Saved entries

PR #175, opened 2025-09-26
add queued datagram bytes limit

tewinget:
The datagram channel backing up is not only a memory usage issue, but also will cause congestion control algorithms for a connection over top of this (e.g. a quic connection over lokinet, which in turn means the datagrams go over multiple other quic connections) to throttle angrily.  Ideally this will help to mitigate that latter issue, but it will probably need tuning.

### DIFF
--- a/src/datagram.cpp
+++ b/src/datagram.cpp
@@ -239,6 +239,10 @@ namespace oxen::quic
             {
                 // Early data accepted, so now we can discard all the sent packets (which will be
                 // everything up, but not including, `early_data_head`).
+                [[maybe_unused]] size_t old_unsent = unsent_bytes;
+                for (auto pkt_itr = buf.begin(); pkt_itr < buf.begin() + *early_data_head; pkt_itr++)
+                    unsent_bytes -= pkt_itr->size();
+                assert(unsent_bytes <= old_unsent);  // in case I'm dumb and the loop above is one too many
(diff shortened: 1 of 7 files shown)


src/datagram.cpp
```diff
@@ -256,13 +264,18 @@ namespace oxen::quic
             {
                 // Early data accepted, so now we can discard all the sent packets (which will be
                 // everything up, but not including, `early_data_head`).
+                [[maybe_unused]] size_t old_unsent = unsent_bytes;
+                for (auto pkt_itr = buf.begin(); pkt_itr < buf.begin() + *early_data_head; pkt_itr++)
+                    unsent_bytes -= pkt_itr->size();
```
jagerman: Slightly nicer:
```suggestion
                for (auto& pkt : buf | std::views::take(*early_data_head))
                    unsent_bytes -= pkt.size();
```

src/datagram.cpp
```diff
@@ -92,6 +94,12 @@ namespace oxen::quic
                 return;
             }
 
+            if (unsent_impl() > dgram_queue_limit)
+            {
+                log::trace(log_cat, "Dropping datagram, queue over limit.");
```
jagerman: I think this should be definitely higher than trace.  debug at least, but maybe even info?

jagerman (approved):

• **Assigned task**: Take every line from the records that holds "datagram" and copy it down.

• **Exercise solution**:
add queued datagram bytes limit
The datagram channel backing up is not only a memory usage issue, but also will cause congestion control algorithms for a connection over top of this (e.g. a quic connection over lokinet, which in turn means the datagrams go over multiple other quic connections) to throttle angrily.  Ideally this will help to mitigate that latter issue, but it will probably need tuning.
--- a/src/datagram.cpp
+++ b/src/datagram.cpp
src/datagram.cpp
src/datagram.cpp
+                log::trace(log_cat, "Dropping datagram, queue over limit.");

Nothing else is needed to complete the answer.